Beer Is Beer In Most Romance Languages, Except In Spanish And Portuguese; Why?

Based on my cursory Googling, it looks like “beer” is basically the same word in other Romance languages: “birra” in Italian, “bière” in French, and “bere” in Romanian. It’s also “beer” in non-Romance European languages, such as “bier” in German and Dutch. Scandinavian languages apparently use words based on the same root that gives us “ale” in English, but never mind that.

Spanish and Portuguese seem to be outliers here: “cerveza” and “cerveja,” respectively. What’s the source of the difference?

cervesia is Latin for Beer.

Beer or Bier is a borrowed word in many languages from German roots. The origin of the German word is disputed.

I love the fact that Beer in Japanese is Biru. But generally in Asia it is not related directly to Bier.

Yeah the Japanese are like that with foreign words. They don’t bother to find a local equivalent, they just use the foreign word.

Birah in Hebrew.

Personally, I think “barley”, “brew”, and “beer” are cognates, but there’s not any evidence for it.

I’ve also seen Bier is derived from Latin Biber (to Drink)

Or derived from Bier as in "to Bear or “to Carry”. As Porter is my favorite type of Ale. It is derived from the fact it first gained popularity among English Porters who carried stuff for people; I hope it is derived from that version of Bier.

Bere or Bear is a type of Barley tying back to your thought.

Beer is ‘Pivo’ or similar in different Slavic languages.

Since ‘pi’ / '‘pit’ is to drink, this may be a comparable derivation as the suggested Latin origin for beer.

‘Bira / Bier / Biru’ is well-understood in Slavic countries but is probably more a 20th century mass communication and tourism borrowing. ‘Dos cerveza’ will get you sufficient earthworms.

Obviously a borrowing! Cf. Akkadian terms for beer like billatu [cf. Hebrew ב-ל-ל) and šikāru (= strong beer/alcohol, = Hebrew שֵׁכָר )

In Irish we have Celtic leann (ale) as well as Germanic beoir (beer) from the Vikings.

Indeed, but I’d like to add that it’s not a native Latin word; the Romans borrowed it from the Celts.

This, yes. And “bread.”

ETA: Turns out I’m wrong!

Actually, it turns out “bread” and “brew” ARE related (“to boil”), but neither (probably) is related to “beer”!! Crazy.

In several Spanish speaking countries, the word birra is also used, sometimes less formally.
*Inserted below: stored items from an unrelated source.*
PR #5498, opened 2025-08-28
Stack dialog action buttons on mobile

wemmyo:


.changeset/shy-eagles-ring.md
```diff
@@ -0,0 +1,8 @@
+---
+"@salt-ds/core": patch
+"@salt-ds/site": patch
```
mark-tate: site does not have changelogs ? should this be here ?

.changeset/shy-eagles-ring.md
```diff
@@ -0,0 +1,8 @@
...
+---
+
+- Updated storybook dialog actions with multiple buttons to use button bar pattern
+- Updated site dialog actions with multiple buttons to use button bar pattern
+- Added `column-reverse` and `row-reverse` to LayoutDirection
```
mark-tate: This is a great story, we improve our documentation but also improve a Core API
The problem is this changelog does not tell you that. Invest time in changelogs, they are a direct line to our stakeholders and help communicate value, which might not otherwise be visible.

How about something like this ?

- Enhanced `FlexLayout` by extending `LayoutDirection` to support both `column-reverse` and `row-reverse` directions, providing more flexible layout options.

Also, we've mixed it with site, so you are going to see this in the core Changelog.
We do not communicate site changes AFAIK.

So I think we  delete lines 3,6,7

packages/core/src/flex-layout/FlexLayout.tsx
```diff
@@ -21,7 +21,11 @@ import { parseSpacing } from "./parseSpacing";
 const withBaseName = makePrefixer("saltFlexLayout");
 
 export type LayoutSeparator = "start" | "center" | "end";
-export type LayoutDirection = "row" | "column";
+export type LayoutDirection =
+  | "row"
+  | "column"
```
mark-tate: Is this worth improving our docs for ?
We already have an example that shows row and column.

The minimum is that it's documented through props but perhaps we could improve our examples ?

The nice thing with the layout examples is they have little controls, that explain the API.
The downside to this, is they become less copy/pasteable.

But you would not really need/want to copy/paste just for one prop, which makes extending the example more reasonable.

.changeset/shy-eagles-ring.md
mark-tate: Actually this affects more than FlexLayout, I might list all the layouts, it improves.

packages/core/src/flex-layout/FlexLayout.tsx
wemmyo: Thanks. I've updated the docs and examples to reflect the changes

.changeset/shy-eagles-ring.md
wemmyo: I've updated the changeset and added a code snippet to show usage. Thanks

joshwooding (commented):
I'd prefer if the layout component changes can be moved into a separate PR.

.changeset/shy-eagles-ring.md
```diff
@@ -0,0 +1,10 @@
+---
+"@salt-ds/core": patch
```
joshwooding: This would be a minor change as it's new functionality.

.changeset/shy-eagles-ring.md
```diff
@@ -0,0 +1,10 @@
...
+---
+
+- Enhanced `FlexLayout`, `StackLayout` and `SplitLayout` components by extending `LayoutDirection` to support both `column-reverse` and `row-reverse` directions, providing more flexible layout options.
+- The Responsive props in Layout components now support reversing the order of items.
```
joshwooding: Was there an actual change that enabled this or is this related to the above point?

packages/core/stories/dialog/dialog.stories.tsx
```diff
@@ -222,16 +270,21 @@ const AlertDialogTemplate: StoryFn<
         status={status}
         open={open}
         onOpenChange={onOpenChange}
-        // focus the ok instead of the cancel button
-        initialFocus={1}
```
joshwooding, line 226: Was removal the right choice here? Should we conditionally change this depending on the button order?

CC @jake-costa

packages/core/stories/dialog/dialog.stories.tsx
```diff
@@ -290,18 +359,24 @@ export const MandatoryAction: StoryFn<typeof Dialog> = ({
         role="alertdialog"
         open={open}
         onOpenChange={onOpenChange}
-        initialFocus={1}
```
joshwooding, line 293: Same question here

packages/core/stories/dialog/dialog.stories.tsx
```diff
@@ -384,13 +480,85 @@ export const StickyFooter: StoryFn<typeof Dialog> = ({
...
+        onOpenChange={onOpenChange}
+        // Set initial keyboard focus to the "Ok" button
+        initialFocus={1}
+      >
+        <DialogHeader header={header} />
+        <DialogContent>{content}</DialogContent>
+        <DialogActions>
+          <StackLayout
+            direction={{
+              xs: "column-reverse",
```
joshwooding: This column-reverse still means the tab order and dom order are different. @jake-costa can you check this please

site/docs/components/flex-layout/examples.mdx
```diff
@@ -18,11 +18,13 @@ Set `wrap={true}` to overflow items onto subsequent rows when they no longer fit
 
 <LivePreview componentName="flex-layout" exampleName="Default" />
 
-## Column direction
+## Layout direction
```
joshwooding: I think we should mention `row` here too

site/docs/components/split-layout/examples.mdx
```diff
@@ -16,11 +16,13 @@ The items drive the height and width of the overall layout.
 
 <LivePreview componentName="split-layout" exampleName="Default" />
 
-## Column direction
+## Layout direction
```
joshwooding: Same here

site/docs/components/stack-layout/examples.mdx
```diff
@@ -16,11 +16,13 @@ The items contained within the layout determine its height and width.
 
 <LivePreview componentName="stack-layout" exampleName="Default" />
 
-## Row direction
+## Layout direction
```
joshwooding: We should probably mention `column` here too

site/src/examples/flex-layout/LayoutDirection.tsx
```diff
@@ -0,0 +1,64 @@
...
+            {index + 1}
+          </FlexItem>
+        ))}
+      </FlexLayout>
+      <div className={layoutDirectionStyles.radioButtonGroups}>
+        <FormField>
+          <FormFieldLabel>Direction</FormFieldLabel>
+          <RadioButtonGroup
+            direction={"horizontal"}
+            aria-label="Direction Controls"
```
joshwooding:
```suggestion
```

I don't think this is needed, we already have the FormFieldLabel.

@jake-costa can you assist here please

site/src/examples/stack-layout/LayoutDirection.module.css
```diff
@@ -0,0 +1,11 @@
+.container {
+  display: flex;
+  flex-direction: column;
+  gap: var(--salt-spacing-300);
+}
+
+.radioButtonGroups {
```
joshwooding: Is this needed? The container only has one child

wemmyo:
Layout changes moved to #5536

.changeset/shy-eagles-ring.md
wemmyo: This is related to the above point

.changeset/shy-eagles-ring.md
wemmyo: I've moved the layout changes to a new PR. Do we still need this changeset?
This PR only has site and storybook changes

packages/core/stories/dialog/dialog.stories.tsx
wemmyo: I was unsure about this but conditionally changing `initialFocus` sounds like a good idea. Waiting for confirmation from @jake-costa

.changeset/shy-eagles-ring.md
joshwooding: We can remove it

packages/core/stories/dialog/dialog.stories.tsx
wemmyo: Updated!

packages/core/stories/dialog/dialog.stories.tsx
wemmyo: In the meantime, I've updated to conditionally change.

navkaur76 (approved):

joshwooding (approved):

PR #5507, opened 2025-09-01
Refactor useChart & density sensitive options

tycup:
Refactor Highcharts theme approach

- Move to default options to useChart hook, so the user doesn't need to do the extra (and not ideal) step of setting via global Options
- Added density values to default options.
- Clean up examples and documentation


.changeset/witty-pumpkins-walk.md
```diff
@@ -0,0 +1,9 @@
+---
+"@salt-ds/highcharts-theme": minor
+---
+
+- Move default options to useChart hook pattern
+- Remove global options object
+- Add density-sensitive values
+- Clean up examples and documentation
+- Remove unnecessary theme provider
```
wemmyo: I believe these should be in past tense. Also, is the first and second point related? If so maybe it should be together as a single sentence?

packages/highcharts-theme/src/examples/DonutChart.tsx
```diff
@@ -11,64 +12,13 @@ export interface DonutChartProps {
...
-          { name: "Payments", y: 5 },
-          { name: "Foreign Exchange", y: 5 },
-          { name: "Custody Services", y: 5 },
-          { name: "Insurance", y: 5 },
-          { name: "Compliance & Risk Services", y: 5 },
-        ],
-      },
-    ],
-  };
+  const donutChartOptions: Options = useChart(DonutRef, options);
```
wemmyo:
```suggestion
  const donutChartOptions = useChart(DonutRef, options);
```
Question: Do we need to explicitly set the type?

packages/highcharts-theme/src/useChart.tsx
```diff
@@ -1,30 +1,23 @@
...
-    touch: 16,
-  } as const;
-
-  return {
-    legendIconSize: legendIconSizeMap[density] ?? legendIconSizeMap.medium,
-  };
+  return useMemo(() => {
+    const defaultOptions = getDefaultOptions(density);
+    return Highcharts.merge(defaultOptions, chartOptions);
+  }, [density, chartOptions]);
```
wemmyo: Question: Considering chartOptions is an object, should it be a dependency?

.changeset/witty-pumpkins-walk.md
tycup: Sure - think i wrote this closer to a "commit" style message, will update thanks!

packages/highcharts-theme/src/useChart.tsx
tycup: chartOptions should stay in the dependency array because when it changes, the merged options need to be recalculated to reflect the new configuration

wemmyo (dismissed):

packages/highcharts-theme/src/examples/DonutChart.tsx
```diff
@@ -3,76 +3,30 @@ import { clsx } from "clsx";
...
   patterns?: boolean;
+  options: Options;
 }
 
-const DonutChart: FC<DonutChartProps> = ({ patterns = false }) => {
+const DonutChart: FC<DonutChartProps> = ({
+  patterns = false,
+  options = donutOptions,
+}) => {
   const DonutRef = useRef<HighchartsReact.RefObject>(null);
```
joshwooding:
```suggestion
  const donutRef = useRef<HighchartsReact.RefObject>(null);
```
Nit, variables should be camel cased.

packages/highcharts-theme/src/examples/LineChart.tsx
```diff
@@ -3,155 +3,20 @@ import { clsx } from "clsx";
...
   patterns?: boolean;
+  options: Options;
 }
 
-const LineChart: FC<LineChartProps> = ({ patterns = false }) => {
+const LineChart: FC<LineChartProps> = ({
+  patterns = false,
+  options = lineOptions,
+}) => {
   const LineChartRef = useRef<HighchartsReact.RefObject>(null);
```
joshwooding:
```suggestion
  const lineChartRef = useRef<HighchartsReact.RefObject>(null);
```

packages/highcharts-theme/src/examples/PieChart.tsx
```diff
@@ -3,71 +3,30 @@ import { clsx } from "clsx";
...
   patterns?: boolean;
+  options: Options;
 }
 
-const PieChart: FC<PieChartProps> = ({ patterns = false }) => {
+const PieChart: FC<PieChartProps> = ({
+  patterns = false,
+  options = pieOptions,
+}) => {
   const PieRef = useRef<HighchartsReact.RefObject>(null);
```
joshwooding:
```suggestion
  const pieRef = useRef<HighchartsReact.RefObject>(null);
```

packages/highcharts-theme/src/default-options.ts
```diff
@@ -0,0 +1,58 @@
...
+        margin: tokens["--salt-spacing-200"],
+      },
+    },
+    legend: {
+      layout: "vertical",
+      align: "right",
+      verticalAlign: "top",
+      symbolWidth: tokens["--salt-size-icon"],
+      symbolHeight: tokens["--salt-size-icon"],
+      symbolRadius: 3,
```
joshwooding: Should this change with density too?

packages/highcharts-theme/src/density-token-map.ts
```diff
@@ -0,0 +1,36 @@
+import type { Density } from "@salt-ds/core";
+
+export const getDensityTokenMap = (density: Density) => {
+  let saltSpacing100: number;
+  let saltSizeIcon: number;
+
+  switch (density) {
```
joshwooding: I have reservations about defining token values like this. I think we previously discussed this?

Is it possible to read these from the DOM?

.changeset/witty-pumpkins-walk.md
```diff
@@ -0,0 +1,8 @@
+---
+"@salt-ds/highcharts-theme": minor
+---
+
+- Moved default options to be provided by `useChart`
```
joshwooding: Do we need a diff here?

.changeset/witty-pumpkins-walk.md
```diff
@@ -0,0 +1,8 @@
...
+- Added density-sensitive values to default options
+- Updated usage docs
+- Removed stale implementation across site and package
```
joshwooding: Our changelogs typically only list changes to our consumable assets.

site/src/examples/highcharts-theme/PieChart.tsx
```diff
@@ -9,56 +9,56 @@ import styles from "./index.module.css";
...
+        { name: "Custody Services", y: 5 },
+        { name: "Insurance", y: 5 },
+        { name: "Compliance & Risk Services", y: 5 },
+      ],
+    },
+  ],
+};
+
 export const PieChart = () => {
   const PieRef = useRef<HighchartsReact.RefObject>(null);
```
joshwooding:
```suggestion
  const pieRef = useRef<HighchartsReact.RefObject>(null);
```

site/src/examples/highcharts-theme/LineChart.tsx
```diff
@@ -150,10 +159,9 @@ const lineDataOptions: Options = {
 
 export const LineChart = () => {
   const LineChartRef = useRef<HighchartsReact.RefObject>(null);
```
joshwooding:
```suggestion
  const lineChartRef = useRef<HighchartsReact.RefObject>(null);
```

site/src/examples/highcharts-theme/LineChart.tsx
```diff
@@ -49,6 +55,9 @@ const lineDataOptions: Options = {
     startOnTick: false,
     maxPadding: 0,
   },
+  legend: {
+    symbolWidth: 32,
```
joshwooding, line 59: Should this be a px value or relative?

site/docs/components/highcharts-theme/usage.mdx
joshwooding, line 1: The casing for titles in this file needs updating to be consistent with our content standards e.g. Line patterns

packages/highcharts-theme/src/useChart.tsx
```diff
@@ -1,30 +1,23 @@
...
-  chartRef: React.RefObject<HighchartsReact.RefObject>;
-}): { legendIconSize: number } => {
+export const useChart = (
+  chartRef: RefObject<HighchartsReact.RefObject>,
+  chartOptions: Options,
+) => {
   const density = useDensity();
 
-  // biome-ignore lint/correctness/useExhaustiveDependencies: triggered by density change
+  // biome-ignore lint/correctness/useExhaustiveDependencies: redraw on density change
```
joshwooding: If we add a check to density in the useEffect can we remove this? e.g.

```tsx
if (density) {
  chartRef.current?.chart.redraw()
}
```

packages/highcharts-theme/src/useChart.tsx
joshwooding, line 1: NIT: we dont need to use .tsx as the file extension .ts would be fine.

site/src/examples/highcharts-theme/LineChart.tsx
tycup: Takes `number` and fixed across densities

packages/highcharts-theme/src/useChart.tsx
tycup: removed entirely for new approach

packages/highcharts-theme/src/density-token-map.ts
tycup: Updated - take a look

French also had cervoise, but this was replaced by biere a few centuries ago.

Though that doesn’t explain similarity to the Germanic “bier” as Akkadian is semetic like Hewbrew, not Indo-European like the Germanic languages.

I was going to say that, and there you are in the first response.

‘Helicopter’ in Japanese is herikoputā, and ‘steak’ is sutēki.

Yeah, I’m unjustifiably salty about this. Like, the Japanese call milk “miiruku.” Except that mammals have been on those islands for millions of years, and human mammals have been on them for, what, 20,000 years? Surely they had a word for the substance that emerged from a breast before an English-speaker taught them “milk.” Just use that, Japan. Haiyaa.*

*I’m pretty sure “Haiyaa” is Malay and not pan-Asian, but until I learn the Japanse equivalent, Haiyaa it is.

Why do you assume that “the Japanese call milk “miiruku””? My Japanese is, for the sake of argument, close to nil, but I certainly remember words like “gyuunyuu” and “chichi”.

Are you certain there is any true similarity there, as opposed to coincidence (both words start with a ‘b’…)? “Billatu” (I guess something like בלילה in Hebrew) is derived from a root having to do with mixture, while “Bier” (cf. “booze”) traces back to Indo-European, as you point out.

Says so on my Google Translate app, which is, of course, not the Be All End All of language, but it’s a starting point. I also remember learning that word in the few months that I spent there back in the middle 1990s.

OK, but I just tried typing “I would like a glass of milk” into DeepL Translate, and it said “牛乳が飲みたい”. But there are posters currently living in Japan who ought to be able to settle this.

ETA but we don’t need them to see that the Japanese are quite capable of discussing milk without lapsing into English or German. Not that Japanese has any trouble borrowing words (especially from Chinese!!) or that maybe some people think foreign-sounding words are cool.